I buy a gallon of paint at the local hardware store. The young man who mixes it went to high school with my daughter. He puts the paint to shake, and I wait and wait in my winter coat and my knitted hat. I remember the first summer I canned so much from my garden and the endless jars I bought here — invested in, really — so many mason jars. High on a storage shelf above my head are those boxes of Ball jars, waiting for tomatoes and green beans and chutney.
He reappears, his face mostly hidden behind his mask. With a key, he opens the can of newly mixed paint. For a moment, he stands there, studying it. Then he asks if that yellow is the right color. I tell him, Yes. He hammers back on the lid, then pushes the can towards me. Good luck, he says.
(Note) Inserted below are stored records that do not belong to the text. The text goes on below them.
PR #734, opened 2024-04-02
expand decision tree discretizer functionality

### LINKED ISSUE #452: DecisionTreeDiscretiser to output integers in addition to the predictions
At the moment, the DecisionTreeDiscretiser returns the values of the tree predictions as the replacement of the original variables.

I would like to add the option to return integers from 1 to k (or 0 to k-1), where k is the number of final leaves. The numbers increase with the mean value target per leave.

Not sure how difficult it is to implement, I think we sort of need to navigate the tree somehow, pick up the final values at the leaves, and then create a mapping from final value to the integer. And add a parameter in the init where the user can specify if they want integers or predictions as output.

The addition is suggested after the Self-Guided via CART method available in MINITAB and described [here](https://www.minitab.com/content/dam/www/en/uploadedfiles/content/products/spm/IntroDataBinning.pdf).

### LINKED ISSUE #588: replace attribute encoding pipeline for encoding dictionary

solegalli:
closes #588 
closes #452


feature_engine/discretisation/decision_tree.py
```diff
@@ -189,13 +190,19 @@ def __init__(
...
+        if bin_output == "boundaries" and precision is None:
+            raise ValueError(
+                "When `bin_output == 'boundaries', `precision` cannot be None. "
+                "Change precision's value to a positive integer."
+            )
         if not isinstance(regression, bool):
-            raise ValueError("regression can only take True or False. "
-                             f"Got {regression} instead.")
+            raise ValueError(
+                "regression can only take True or False. " f"Got {regression} instead."
```
VascoSch92:
```suggestion
                f"regression can only take True or False. Got {regression} instead."
```

solegalli:
```suggestion
                f"regression can only take True or False. Got {regression} instead."
```

solegalli: Thanks

PR #748, opened 2024-04-26
Fix pandas qcut link for the EqualFrequencyDiscretiser user guide

cmcouto-silva:
The current text (Pandas cut) links to the Pandas cut library. I am just replacing cut with qcut since that's what EqualFrequencyDiscretiser uses under the hood.


solegalli:
Thank you!

PR #755, opened 2024-05-02
add support for 'auto' value in 'fold' parameter

### LINKED ISSUE #754: allow outlier trimmer and winsorizer to select optimal fold automatically based on the method to detect outliers
At the moment, the parameter fold from OutlierTrimmer and Winsorizer are set to 3. 

I'd like it to be set to "auto" which would have this behaviour:

- if iqr: then fold = 1.5
- if gaussian, then fold=3
- if MAD, then fold=3.29 (coincides with r package: https://easystats.github.io/performance/articles/check_outliers
- if quantile: then 0.05

Easy fix, plus tests.

glevv:
closes #754


feature_engine/outliers/base_outlier.py
```diff
@@ -149,23 +149,29 @@ def __init__(
...
             )
 
         if tail not in ["right", "left", "both"]:
-            raise ValueError("tail takes only values 'right', 'left' or 'both'")
-
-        if fold <= 0:
-            raise ValueError("fold takes only positive numbers")
-
-        if capping_method == "quantiles" and fold > 0.2 and fold != 3:
+            raise ValueError("tail takes only values 'right', 'left' or 'both'.")
```
VascoSch92, line 163:
```suggestion
            raise ValueError(f"Parameter ``tail`` takes only values 'right', 'left' or 'both', but got {tail}")
```
Or perhaps use also a Literal for the parameter `tail`.

feature_engine/outliers/base_outlier.py
```diff
@@ -149,23 +149,29 @@ def __init__(
...
+
+        if (isinstance(fold, str) and (fold != "auto")) or (
```
VascoSch92, line 165: `(isinstance(fold, str) and (fold != "auto"))` this can never happen right? Because fold can be just "auto" if it is a string

feature_engine/outliers/base_outlier.py
```diff
@@ -149,23 +149,29 @@ def __init__(
...
+            isinstance(fold, (int, float)) and (fold <= 0)
+        ):
+            raise ValueError("fold takes only positive numbers or 'auto'.")
```
VascoSch92, line 168:
```suggestion
            raise ValueError(f"The parameter ``fold`` takes only positive numbers or 'auto', but go {fold}")
```

feature_engine/_docstrings/init_parameters/outliers.py
```diff
@@ -14,9 +14,14 @@
         distribution. Can take 'left', 'right' or 'both'.
     """.rstrip()
 
-_fold_docstring = """fold: int or float, default=0.05 if `quantile`, or 3 otherwise.
+_fold_docstring = """fold: int or float, default='auto'.
         The factor used to multiply the std, MAD or IQR to calculate
         the maximum or minimum allowed values.
+        When 'auto' is set, `'fold'` value will be chosen based on `capping_method`: \n
```
solegalli, line 20:
```suggestion
        When 'auto', `'fold'` is set based on the `capping_method`: \n
```

feature_engine/outliers/base_outlier.py
solegalli: I guess the user can enter a typo.

feature_engine/outliers/base_outlier.py
```diff
@@ -149,34 +149,48 @@ def __init__(
...
+                f"tail must be 'right', 'left' or 'both'. Got {tail} instead."
+            )
 
-        if fold <= 0:
-            raise ValueError("fold takes only positive numbers")
+        if (isinstance(fold, str) and (fold != "auto")) or (
+            isinstance(fold, (int, float)) and (fold <= 0)
+        ):
+            raise ValueError(
+                f"fold must be a positive numbers or 'auto'. Got {fold} instead."
```
solegalli, line 172:
```suggestion
                f"fold must be a positive number or 'auto'. Got {fold} instead."
```

feature_engine/outliers/base_outlier.py
```diff
@@ -210,15 +224,20 @@ def fit(self, X: pd.DataFrame, y: Optional[pd.Series] = None):
         self.right_tail_caps_ = {}
         self.left_tail_caps_ = {}
 
+        if self.fold == "auto":
+            self.fold_ = self._calculate_auto_fold()
```
solegalli, line 228: We need to add `fold_` to the attributes list in the docstrings. Could you do that?

feature_engine/outliers/winsorizer.py
```diff
@@ -1,7 +1,7 @@
 # Authors: Soledad Galli <solegalli@protonmail.com>
 # License: BSD 3 clause
 
-from typing import List, Union
+from typing import List, Literal, Union
```
solegalli, line 4: I think we may need this change also in the OutlierTrimmer? Did you check?

solegalli: And we probably need to add `fold_` in both docstrings, here and outliertrimmer, so might be worth adding it as a common string in the _docstring module.

solegalli:
Hi @glevv Thank you so much for the super quick turnaround!

Could I ask you an additional change? Could you update the corresponding rst files within the user_guide in the docs file? It'd be important to reflect the current limits, and if you can give a shoutout at the auto parameter it would be great :)

Thank you!

feature_engine/outliers/winsorizer.py
```diff
@@ -87,6 +87,9 @@ class Winsorizer(WinsorizerBase):
 
     {n_features_in_}
 
+    fold_:
+        The multiplier calculated during fit stage and used in transformation stage.
```
solegalli, line 91:
```suggestion
        Factor multiplying the std, mad, iqr or alternative the percentile. Only different 
        from `fold` when `fold="auto".
```

solegalli (commented):
Hey @glevv Thank you so much! If we change the wording of fold_ we are good to merge!

solegalli:
Thanks a lot!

As I walk out, I wonder if he means good luck with the color, or the painting, or just generally. But what’s the point, really? We all could use a little good luck.
2020 might not have been the brightest year on record, but then, say, 1944 might not have been all that rosy, either.
2020 became the year when our house finally became a home. Three years ago, I sold our former house and moved with my daughters. We moved, I realized only later, only out of desperation, to leave a bad scenario for what I hope would be a better life.
2020 showed me that this story — while uniquely ours — is also the human story, of movement and longing, of fear and hope. We’ve now claimed ownership of this house — us three females and our two house cats — through countless meals and nights and early mornings, through arguing about things petty and not-so-petty. We claimed ownership all those spring days when I leaned against the kitchen counter, listening to the governor and wondering what the heck was happening; through my daughter setting up high school in front of the wood stove, through the slow dawning when I realized my employment was no longer viable, and I would need to adapt.
I did. We did.
During this hard year, the ancient moon rose and set over our metal roof, over our neighbor boys’ sandbox, the road sloping down our hill and out into the world, our village, our sweet state of Vermont, the veritable globe.